CHARLESTON, W.Va. — The state Public Employees Insurance Agency Finance Board begins three nights of public hearings Monday in Charleston in connection with a proposed freezing of the provisions of the current year health insurance plan for state workers.
The request to freeze the plan is coming from Gov. Jim Justice and the House of Delegates in connection with concerns expressed by teachers and other state workers in recent months. The loudest of those concerns coming from teachers who have focused walkouts, walk-ins and informational picketing on PEIA.
The finance board approved the 2018-2019 plan at a meeting back in December. It’s provisions are scheduled to begin July 1. PEIA Executive Director Ted Cheatham said the new plan keeps the same program in place with a $29 million allocation from the state.
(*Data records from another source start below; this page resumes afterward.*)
PR #7146, opened 2026-09-13
[Filestore] vfs_fuse: TPersistentStateManager should have the state file registry as the single source of truth about them

SvartMetal:
### Notes

Preparation for limiting the total size of the state files (follow-up PR). `TPersistentStateManager` learns what is on disk once, from a listing of the base paths, and answers every question about the state files from that in-memory knowledge afterwards, instead of probing the filesystem at each operation.

**Guard.** `TAcquireStateFileGuard` no longer does any bookkeeping itself: it holds the lock and a callback capturing the manager by `shared_ptr`, and hands the file back through `ReleaseStateFile(impl, deleteFile)` on destruction / `DeleteStateFile()`. All lock release, file removal, registry updates and the `rmdir` happen there, under the one mutex.

**No filesystem existence probes.** `Has*State` and "is this a new file" are answered by the registry. The base path is not pre-checked with `Exists()` either: the listing itself reports `ENOENT` for an absent base path (fine, nothing was ever created), and any other failure - `EIO`, `EACCES`, `ENOTDIR` — is an error rather than "no state".

### Behavior differences

1. **`Has*State` returns `TResultOrError<bool>`. It may perform the initial listing, and a listing failure must not read as "no state" for a restore check.
2. **A session directory is removed only once no state file is known to be in it**, rather than when no file is *held* in it. Consequently `PersistentStateSessionDirNotEmpty` now fires only for files the registry has never heard of, i.e. of a component which is not configured anymore - a leftover of a configured component is known and simply left alone.
3. **A base path which exists but cannot be listed is an error**, where `Exists()` used to turn `EIO`/`EACCES` into an empty listing and every state file on disk would go unnoticed.
4. A state file appearing on disk without going through the manager is invisible until the next restart's listing (before, `Has*State` would have seen it). This is the "manager is the only writer" assumption made total.

### Issue
#7048


SvartMetal:
AI review: https://chatgpt.com/share/6aa6b3c5-7ba8-83ed-b677-b1e8d08cbb02

```
Reviewed b61b4264b263cb55e6a676253f3aa96c82fd91d0, the head fetched for this review. The visible conversation contained the description and an automated CI comment; no human review comments were visible. I treated the documented behavior changes—particularly ignoring out-of-band file creation and retaining known sibling state files—as intentional.
I found two issues worth fixing. The first can cause existing state to be permanently omitted from recovery until the manager restarts.
```

```
1. [P1] IsDirectory() still converts filesystem errors into a successful, incomplete registry
Location: persistent_state_manager.cpp, ListStateFilesLocked(), around lines 323–343.
The base-path List() errors are handled, but both directory-filtering checks still use TFsPath::IsDirectory(). That helper uses TFileStat(...).IsDir() without checking whether obtaining the stat succeeded. The same utility file’s ForceDelete() explicitly checks TFileStat::IsNull() and handles the saved system error—the distinction missing here. Consequently, a failed stat can cause an existing filesystem or session directory to be skipped.
A concrete failure sequence is:
Existing write-back state is present before manager initialization.
The base directory is readable but lacks search permission. Listing its entry names succeeds, but statting its children fails with EACCES.
The directory checks skip the children, and initialization completes successfully.
Permissions are restored. Subsequent queries still use the incomplete registry rather than retrying discovery.
This does not violate the “manager is the only writer” assumption: nobody creates or removes a state file in this sequence.
The dangerous case is restoring a session after write-back caching has been disabled. The loop relies on HasWriteBackCacheState() to decide whether the old cache still needs to be opened. An incorrectly cached false skips that recovery path even after filesystem access has recovered.
Fix: use a checked stat operation. Skip an entry only after successfully establishing that it is not a directory. A failure to establish its type should return an error, allowing the existing initialization rollback/retry path to operate.
Regression test: inject an EACCES or EIO while statting an existing filesystem/session directory. The first query must return an error; after removing the fault, the next query must discover the state.
The new ShouldReportUnlistableBasePathInsteadOfIgnoringIt test is valid, but its regular-file base path exercises ENOTDIR from listing, not failures in these intermediate directory checks.
```
Fixed, but reported a critical event rather than a failure

```
2. [P2] Failed acquisition can leave a manager-created file outside the registry
Location: persistent_state_manager.cpp, AcquireStateFile(), around lines 507–526.
The ordering is:
Touch the file
Open it for locking
Try to acquire the lock
Register it as present and acquired
If creation succeeds but the subsequent open or lock operation fails, acquisition returns an error without registering or removing the file. The filesystem and the supposed authoritative registry now disagree.
For example, a newly created file can receive permissions that prevent reopening it. The creating open succeeds, the locking open fails, and the file remains on disk. A lock-operation failure after successful creation produces the same bookkeeping problem.
This also stays within the single-writer assumption: the manager itself created the untracked file.
The immediate consequence is an incorrect Has*State() result. Deleting another component’s last registered file can also classify this manager-created leftover as unknown state. It would additionally undermine the forthcoming capacity accounting, although that accounting is explicitly outside this PR’s scope.
Fix: separate “present” from “acquired” during acquisition. Once touching/opening the file succeeds, record it as present but unacquired; mark it acquired only after locking succeeds. Alternatively, implement rollback, but remove only a file provably created by this attempt—never pre-existing state or a file whose lock belongs to another owner.
Regression test: fail the locking open or lock operation after successful creation. After the error, assert that either the file was safely rolled back or the registry still reports it as present and unacquired.
ShouldReportErrorInsteadOfThrowingOnAcquireFailure does not cover this: it creates a directory at the target beforehand, rather than exercising a newly created regular file followed by a later failure.
```
Fixed

SvartMetal:
One more conversation with AI:
```
Question: What impact will be observed if, for example, base path is silently becomes corrupted (for example if it is not a directory anymore)? How our error would be seen to the guest?

Let me trace it precisely from the loop's stop-to-start path rather than reason abstractly — including what the error message will literally say and who sees it.Here's the full chain, and then the honest answer about the guest.

**What happens, step by step.** Say `WriteBackCachePath` has become a regular file (or hit `EIO`). The first session start after that:

1. `Has*State` → `EnsureRegistryInitializedLocked` → `basePath.List()` throws `TSystemError(ENOTDIR)`; the code sees a non-`ENOENT` errno and returns `E_FAIL`: `"Failed to list write_back_cache state files under /…/WriteBackCache, reason: (Not a directory) can not open '/…/WriteBackCache'"`. The registry is cleared and stays uninitialized.
2. `StartWithSessionState` reports `WriteBackCacheCreatingOrDeletingError` (critical-event counter + `ERROR` log with the `[f:][c:]` tags and that message) and returns the error.
3. The `StartAsync` future resolves to the error; `DoStartEndpoint` puts it into the `StartEndpointResponse`, **does not store the endpoint**, and the loop is destroyed (guards release nothing — nothing was acquired).

So the failure surfaces in three places, all on the **host**: the `AppCriticalEvents/…` counter, the daemon log, and the `StartEndpoint` API response to whoever drives the vhost daemon (the compute/orchestration side).

**What the guest sees: nothing specific.** The guest is behind a virtio-fs device; it has no channel through which a filestore error string can reach it. The endpoint simply never comes up, so:

- **New attach / VM boot:** the vhost-user backend socket for that device isn't served. Depending on the hypervisor that's a failed device setup on the host side, or a guest-side `mount` of the virtiofs tag that fails with a generic `ENODEV`/`ENOENT`-class error, or a mount that hangs waiting for a backend.
- **Daemon restart with the guest already running:** the endpoint isn't restored, the vhost-user reconnect never completes, and the guest's already-mounted filesystem **hangs** — I/O queues with no backend to drain it. That's the nastier case, because the guest is running and blocked, not failed. Since the state files live on tmpfs, this is exactly the daemon-restart-without-reboot scenario.

**Two things about the behavior that are worth deciding on explicitly:**

- **Retry is cheap and automatic.** Because the failed listing leaves the registry uninitialized, every subsequent `StartEndpoint` re-lists. Fix the path, retry the endpoint, no daemon restart needed. Good.
- **One corrupted path blocks every component and every session on the host.** `EnsureRegistryInitializedLocked` lists *all* configured base paths before any operation, so a broken `DirectoryHandlesStoragePath` — an optional feature — fails the write-back cache and handle-ops checks too, and therefore every session start. That's the direct consequence of "list everything before the first operation," and it's a fail-fast-vs-availability trade-off: it reliably surfaces the misconfiguration, but it also means a guest that doesn't use directory-handle storage at all can't be attached. If you'd rather degrade — e.g. list per component lazily so an unrelated path's corruption only affects sessions that need it — that's the earlier per-component listing design, and I can restore it in PR 1. I'd want that to be a deliberate choice rather than an accident of the refactor, so I'm flagging it now.

One pre-existing detail, unchanged by this work: the server-side session was already created by the time the listing fails, and the loop returns without destroying it, so it lingers until the server times it out. That's true of every post-`CreateSession` start failure in this code, not something introduced here.
```

So overall, I think it's better to return an error if something is wrong with the component base path configuration, instead of silently ignoring it. In the case of an error, existing IO will hang and the duty engineer will have a chance to fix the situation, while new sessions will fail on start, leading to subsequent StartEndpoint retries by a Compute node component (kubelet or something else)

SvartMetal:
image

Not relevant to this change

Data race in qemu-kikimr-sidechannel-test: https://github-actions-s3.storage.eu-north2.nebius.cloud/ydb-platform/nbs/PR-check/34764704820/1/nebius-x86-64-tsan/logs/1/cloud/filestore/tests/fastshard/fmdtest/qemu-kikimr-sidechannel-test/test-results/py3test/testing_out_stuff/recipe_stop_vhost-recipe-2.err

cloud/filestore/libs/vfs_fuse/persistent_state_manager.cpp
```diff
@@ -299,20 +311,219 @@ TFsPath TPersistentStateManager::GetSessionDir(
...
+                    }
+
+                    Registry.Register(
+                        sessionDir.GetPath(),
+                        fileName,
+                        false /* fileAcquired */);
+                }
+            }
+        }
+    } catch (const yexception& e) {
```
neihar, line 395: // Whether the path is a directory to descend into. We should report weird
// (non-directory) entries, but must not fail every session start.

shouldn't we apply the same rule here and make catch more granular?

neihar (approved):

cloud/filestore/libs/vfs_fuse/persistent_state_manager.cpp
SvartMetal: Will do in a separate PR

agalibin (approved):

“He (the governor’s office) has provided an additional $29 million and we’ve adjusted the budget plan to reflect that additional $29 million in revenue so that’s what we’re going to take out to public hearings. That would really result in no change from where we are today,” Cheatham told MetroNews.
State workers faced premium increases in the new plan with decisions by the finance board to reduce the number of salary tiers and base some premiums on total family income. The Go365 plan has also been controversial.
In a Jan. 29 news release, Gov. Jim Justice called for the penalties to be dropped from the Go365. The premium penalty was $25 a month for those who don’t earn a minimum number of points.
“We needed to get the $25 per month penalty removed,” Justice said. “I understand the challenges our families are struggling with today and this was the right thing to do.”
A few days later, Justice and House Speaker Tim Armstead said the total family income provision should be revisited.
“We have heard loudly and clearly from our teachers and state employees that they are worried about the effects of these proposed PEIA changes, and have been actively exploring ways to offset costs,” Armstead said.
But since then Justice and Armstead come out in favor of freezing the current PEIA plan for 17 months while a long-term fix for PEIA can be found. The House passed a resolution urging the freeze. The PEIA Finance Board will meeting Feb. 20 to consider the comments from the public hearing and take a vote on the freeze request.
Cheatham said he doesn’t know how much interest this week’s public hearings will draw in Charleston, Morgantown and Beckley.
“PEIA is staying steady for another year–so I don’t know if they are going to have much to say about PEIA, except to ask the board to go out and seek a long-term funding solution,” Cheatham said.
PEIA released the following information about the hearings:
Monday, February 12, 2018 — Charleston
University of Charleston,
Geary Student Union Ballroom,
2300 MacCorkle Ave., SE
Tuesday, February 13, 2018 — Morgantown
West Virginia University
The Erickson Alumni Center
One Alumni Drive
Wednesday, February 14, 2018 — Beckley
Tamarack Conference Center,
One Tamarack Place
Hearings will be held from 6 – 8 p.m. in each location. Registration will begin at 5:30. Those requesting to speak at the hearing must indicate that at registration. Speakers will be limited to 5 minutes each and comments are required to stay on the topic of the public hearing.